真実の愛は何色でしょうか。今回の幼少期レムのスタイリングを通して、私は淡いブルーとピンクパープルを基調としてその問いに答えました。まだ世間を知らない、純粋でちょっぴりあどけない幼少期のレムの雰囲気を再現するため、ヘアメイクには細部までこだわりを尽くしました。まずはウィッグですが、幼い印象に近づけるため、丁寧に毛量を調整した淡い青紫色のボブを選び、前髪を揃えて切り揃えることで丸みのあるフェイスラインを自然に引き立て、視覚的により幼く見えるようにしました。カラコンには透明感の高いアイスブルーを選び、目尻を自然に拡張して下まつげを強調したアイメイクと組み合わせることで、澄んだ生き生きとした眼差しを演出しました。

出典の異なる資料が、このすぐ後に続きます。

PR #2586, opened 2023-05-08
`Publisher.fromInputStream`: clarify `InputStream` ownership in javadoc

idelpivnitskiy:
Motivation:

Users are not sure if they have to close the `InputStream` or not after converting it into a `Publisher` or after passing into a request object.

Modifications:

- Clarify `InputStream` ownership for `Publisher.fromInputStream`;
- Enhance `FromInputStreamPublisherTest`;

Result:

Users have better understanding if they should close `InputStream` or not.

### DIFF
--- a/servicetalk-concurrent-api/src/main/java/io/servicetalk/concurrent/api/Publisher.java
+++ b/servicetalk-concurrent-api/src/main/java/io/servicetalk/concurrent/api/Publisher.java
@@ -4062,6 +4062,13 @@ public abstract class Publisher<T> {
      * Create a new {@link Publisher} that when subscribed will emit all data from the {@link InputStream} to the
      * {@link Subscriber} and then {@link Subscriber#onComplete()}.
      * <p>
+     * The resulting publisher is not replayable and supports only a single {@link Subscriber}.
+     * <p>
+     * After a returned {@link Publisher} is subscribed, it owns the passed {@link InputStream}, meaning that the
+     * {@link InputStream} will be automatically closed when the {@link Publisher} is cancelled or terminated. Not
+     * necessary to close the {@link InputStream} after subscribe, but it should be closed when control flow never
+     * subscribes to the returned {@link Publisher}.
+     * <p>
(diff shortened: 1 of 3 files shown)


servicetalk-concurrent-api/src/main/java/io/servicetalk/concurrent/api/Publisher.java
```diff
@@ -4062,6 +4062,13 @@ public static <T> Publisher<T> fromBlockingIterable(BlockingIterable<? extends T
      * Create a new {@link Publisher} that when subscribed will emit all data from the {@link InputStream} to the
      * {@link Subscriber} and then {@link Subscriber#onComplete()}.
      * <p>
+     * The resulting publisher is not replayable and supports only a single {@link Subscriber}.
```
daschl, line 4065: Great addition. Consider also clarifying what happens if the user happens to close the input stream as well.

idelpivnitskiy: `java.io.Closeable#close()` method is idempotent per its javadoc, nothing will happen. If you mean something different, please provide an example of how you would phrase it.

daschl: I was thinking of something like:

> If the `InputStream` is prematurely closed by the caller, no error will be raised.

I've been imagining a situation where the user might close the stream and no error is raised but the "payload" on the other side comes out shorter than expected.

idelpivnitskiy: This is an implementation detail of a particular `InputStream`. There are some that ignore close, like `ByteArrayInputStream`, some return `-1` after closing, but there are some that throw `IOException` if they see a `read` attempt after `close`, like `PipedInputStream`.

daschl (approved):

PR #2589, opened 2023-05-09
update jackson 2.14.2 -> 2.15.0

Scottmitch:


Scottmitch:
concerns about incompatibility require more investigation, closing for now

PR #153, opened 2016-09-27
Allow choosing past scheduled calls

justinvdm:


justinvdm:
@peterp ready for review

PR #163, opened 2016-09-28
Add back buttons as last child in headers to ensure they receive presses

justinvdm:


justinvdm:
@peterp ready for review

PR #164, opened 2016-09-29
Replace-or-push routes instead of replace, in case the old routes have been dismissed

justinvdm:


justinvdm:
@peterp ready for review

衣装も今回の撮影において極めて重要な鍵となりました。白地のジャカード織りの和服を特注し、襟元や袖口には深みのある藍色の太幅の縁取りを施しました。この配色はキャラクター本来のデザインに忠実そのものです。上品な織り柄が主張しすぎず、顔周りの視線を奪うこともありません。頭元にピンクの十字ピンと桜の髪飾りを添えることで、愛らしさがぐっと引き立ちました。撮影用に用意した小道具は2組。鮮やかな青リンゴと、ピンクやブルーの花模様が入った巾着袋です。青リンゴを小道具として取り入れたことで、画面の色彩コントラストが高まっただけでなく、写真に爽やかな少女感を添えることができました。
ライティングにも特別な調整を施し、全体として幻想的なディフューズ光を基調としました。背景には淡いピンクと青緑のグラデーションを用い、寒色と暖色が織りなす柔らかな光の輪で、幼少期レムの無垢で純粋な空気感を包み込みました。幼少期の設定であるため、両手で青リンゴを持って顎元を隠したり、首をかしげながら小さな巾着を手に振り返ったりと、仕草も意識して無邪気で幼いニュアンスを追求し、できる限り自然体なポーズでキャラクターの心情に寄り添いました。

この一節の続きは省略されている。